Каким далеким кажется теперь тот вечер, а было-то это всего год с небольшим назад! Они созерцали мелькавшие на воде блики — блуждающие, таинственные, никак, казалось, не связанные со степенно светившей луной.
— Смешно! — повторил он, сел на песок и принялся сначала рассеянно, а затем деловито собирать осколки разбитой бутылки из-под пепси-колы и складывать их в кучку.
— Я помогу, — сказала она и подкинула ему пару осколков.

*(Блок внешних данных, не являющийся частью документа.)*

PR #316, opened 2026-08-27
fix: contain Defuddle fallback errors

### LINKED ISSUE #315: v0.25.0 Defuddle fallback logs a raw stack into Pi while returning the fetch as successful
> **Acknowledgement:** This issue was directly observed by the reporter. The complete report, reproduction, and references were created by AI and verified by a human before submission (to the best of his humble abilities). 
> Close right away, if repo has a strict no-AI-assisted-issues-generation policy.

## TL;DR

Some page fetches dump a raw error stack over Pi’s UI, making it unreadable, yet still report success and return the wrong content.

## Summary

During background content fetching from `web_search`, `pi-web-access` 0.25.0 can print a raw `css-select` stack trace directly into Pi’s TUI.

The trigger is React/Next.js streaming markup containing IDs such as `S:a`. Defuddle constructs a selector containing `div#S:a`, where `css-select` interprets `:a` as a pseudo-class.

Defuddle catches the exception internally, logs it through `console.error`, and returns the whole `<body>`. `pi-web-access` then accepts that non-empty fallback as a successful extraction with `error: null`.

The original terminal capture contains private research context, so I cannot attach it. The synthetic reproduction below produces the same stack without personal data or external page content.

## Environment

- macOS 15.7.7
- Pi 0.84.3
- pi-web-access 0.25.0
- Node.js 26.7.0

## Synthetic reproduction

From a `pi-web-access` checkout at `v0.25.0`:

```bash
npm install

node --input-type=module <<'NODE'
import { extractContent } from './extract.ts';

const paragraph = '<p>This is a substantial paragraph of genuine article body text that a content extractor should identify as the main content rather than surrounding navigation or boilerplate.</p>';

const html = `<!doctype html>
<html>
<head><title>Selector reproduction</title></head>
<body>
  <nav><a href="/">Home</a><a href="/about">About</a></nav>
  <template id="B:0"></template>
  <div hidden id="S:a">
    <h1>Selector reproduction</h1>
    ${paragraph.repeat(6)}
  </div>
  <template id="P:a"></template>
  <footer><p>Copyright 2026 Example Inc. All rights reserved.</p></footer>
</body>
</html>`;

globalThis.fetch = async () => new Response(html, {
  status: 200,
  headers: { 'content-type': 'text/html' },
});

const result = await extractContent(
  'https://example.com/repro',
  undefined,
  {
    lookup: async () => [
      { address: '93.184.216.34', family: 4 },
    ],
  },
);

console.log(JSON.stringify({
  error: result.error,
  containsFooter: result.content.includes('Copyright 2026'),
}));
NODE
```

Observed output:

```text
Defuddle Error processing document: Error: Unknown pseudo-class :a
    at compilePseudoSelector (...)
    at compileGeneralSelector (...)
    at rules.reduce._a (.../css-select/lib/esm/compile.js:102:11)
    at compileRules (.../css-select/lib/esm/compile.js:100:18)
    ...

{"error":null,"containsFooter":true}
```

This demonstrates both observable effects:

- The stack is written directly to the process console.
- The extraction is returned as successful while containing page-level footer content.

During an interactive Pi session, the console output becomes interleaved with the active `Working...` or thinking display. During background fetching, the `error: null` result is also counted as a successfully fetched URL.

## Version boundary

The Defuddle fallback was introduced in 0.25.0 by merged PR #306. Version 0.24.2 does not contain this fallback or the Defuddle dependency.

Merged PR #309 intentionally allows thrown Defuddle dependency or runtime failures to remain visible. This case is different: Defuddle catches the selector exception internally, logs it, and returns fallback content, so no exception reaches the `pi-web-access` boundary.

## Relevant code

- Defuddle invocation and returned content:  
  https://github.com/nicobailon/pi-web-access/blob/v0.25.0/extract.ts#L46-L50
- Defuddle output accepted with `error: null`:  
  https://github.com/nicobailon/pi-web-access/blob/v0.25.0/extract.ts#L1228-L1239
- Background fetch success counting:  
  https://github.com/nicobailon/pi-web-access/blob/v0.25.0/index.ts#L1067-L1095

## References

- Defuddle integration, merged PR:  
  https://github.com/nicobailon/pi-web-access/pull/306
- Defuddle error propagation changes, merged PR:  
  https://github.com/nicobailon/pi-web-access/pull/309
- Exact upstream selector bug:  
  https://github.com/kepano/defuddle/issues/352
- Associated upstream PR:  
  https://github.com/kepano/defuddle/pull/358
- Related unsafe class-selector report:  
  https://github.com/kepano/defuddle/issues/361

I found no existing `pi-web-access` issue covering this integration symptom.

The synthetic reproduction and reported version boundary were run and verified before submission.

nicobailon:
Fixes #315.

This contains Defuddle's internal selector-processing console output around the local fallback call. When Defuddle reports a processing error and returns body-level fallback content, `fetch_content` now returns a normal extraction error instead of a successful page body.

Validation:
- `node --test test/rsc-fallback.test.mjs`
- `npm run typecheck`
- `npm test`
- `git diff --check`

Thanks to [@riabiy](https://github.com/riabiy) for the report and reproduction.

### DIFF
--- a/CHANGELOG.md
+++ b/CHANGELOG.md
@@ -12,6 +12,10 @@ All notable changes to this project will be documented in this file.
 
 - Cleaned the unreleased XCrawl provider docs, parser shape, provider availability types, and focused tests.
 
+### Fixed
+
+- Kept Defuddle selector-processing failures out of the Pi console and stopped treating the raw page body as a successful extraction. Thanks to [@riabiy](https://github.com/riabiy) for #315.
+
 ## [0.25.0] - 2026-08-25
 
 ### Highlights
--- a/extract.ts
+++ b/extract.ts
@@ -43,10 +43,40 @@ type FetchRouting = { providers: FetchProvider[]; allowRemoteHostedProviders: bo
 const DEFAULT_FETCH_PROVIDER_ORDER: FetchProvider[] = ["http", "firecrawl", "jina", "tinyfish", "search1api", "querit", "kagi", "ollama", "parallel", "brightdata", "gemini"];
 const REMOTE_HOSTED_FETCH_PROVIDERS = new Set<FetchProvider>(["jina", "tinyfish", "search1api", "querit", "kagi", "ollama", "parallel", "parallel-mcp", "brightdata", "gemini"]);
 
+function isDefuddleConsoleError(args: Parameters<typeof console.error>): boolean {
+	const prefix = args[0];
+	return prefix === "Defuddle" || (typeof prefix === "string" && /^Defuddle(?:\s|:)/.test(prefix));
+}
+
 async function extractWithDefuddle(text: string, url: string): Promise<{ title: string; content: string } | null> {
 	const { Defuddle } = await import("defuddle/node");
 	const { document } = parseHTML(text);
-	const result = await Defuddle(document as unknown as Document, url, { markdown: true, useAsync: false });
+	let processingError: unknown;
+	const originalConsoleError = console.error;
+	console.error = (...args) => {
+		if (isDefuddleConsoleError(args)) {
+			if (args[0] === "Defuddle" && args[1] === "Error processing document:") {
+				processingError = args[2];
+			}
+			return;
+		}
+		originalConsoleError(...args);
+	};
+
+	let resultPromise: ReturnType<typeof Defuddle>;
+	try {
+		// With useAsync:false, Defuddle parses synchronously before returning its promise.
+		// Keep the console interception limited to that call so unrelated Pi output is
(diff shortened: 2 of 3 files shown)


riabiy:
Much appreciated and thank you for the effort you put it. 
I respect maintainers and always afraid to use agents for submitting tickets/etc. Yet...have to humble myself and admit, that they produce much better issue reports, than I'd ever be able to in the same amount of time. I'm glad it was helpful, did my best. 

Cheers, D.
(no tokens were burned during this response, only good old-fashioned salt exchange)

— Ну нет! — поспешно и совершенно серьезно возразил он. — Этим я всегда занимался сам. Обычно я прибирался в конце пляжа, — он взглянул на Большой камень, — иногда и там тоже, пока ты играла в другом конце. А однажды я наводил порядок на дороге. Ее залили гудроном и засыпали щебенкой, а я пытался собрать отлетевшие осколки. Но закончить я не успел — мать отвела меня домой и отшлепала за то, что я вывозился в гудроне. Я горько расплакался, но не потому, что мне было больно, а потому, что понял внезапно безнадежность своих усилий.
Он напевал что-то про себя, пока не собрал все осколки, потом закурил. Обычно она обижалась, когда он не предлагал сигарету и ей, но не сейчас. Сейчас Ян был самим собой — маленьким мальчиком, жившим, как и она, в своем собственном мирке. В нем появились какая-то простота и спокойствие.
— Странно, — прошептал он, глядя в воду. — В детстве часто имеешь свои представления о том, как должны обстоять дела, и когда они складываются не так, считаешь это катастрофой. Скажем, торт на день рождения должен быть с розовым кремом, если же нет — праздник испорчен. Но есть и другие представления, которые берутся как бы ниоткуда, кажутся частью схемы всей жизни, а не только данного случая. Я думал, что этот отрезок пляжа должен, просто обязан быть опрятен. Если же нет, случится что-то неприятное. Поэтому я и стремился навести здесь порядок…
Она ясно увидела маленького мальчика, в одиночестве подбирающего мусор.
— И еще был плюшевый медвежонок, спавший со мной. Его звали Нат. Днем он оставался на моей подушке. Я знал, что мать сбрасывает его на пол, когда убирает постель. Разумеется, винить ее нельзя, но мне это казалось ужасным, и каждый день после того, как она заканчивала уборку, я пробирался в спальню и усаживал Ната на подушку, чтобы он мог все видеть. Если мне это почему-то не удавалось, я чувствовал себя весь день просто ужасно. Я переживал за Ната, так как знал, каково бы было мне, если бы меня бросили куда-то лицом вниз, или мне пришлось бы весь день смотреть в стену. — Он потянулся. — Но все проходит…
— Не говори так, — прошептала она.
— Ответственность! — насмешливо продолжал он, не слыша ее. — Вот что это было. Чувство ответственности, развившееся слишком рано. Наверное, поэтому я и хотел услышать, как ты поешь. Все должно быть на своем месте. Вставай, песок уже остыл… — Он поднял ее на ноги. — Уверен, твоя мать настаивает, чтобы ты береглась от простуды и больше спала… особенно после того, как появился я.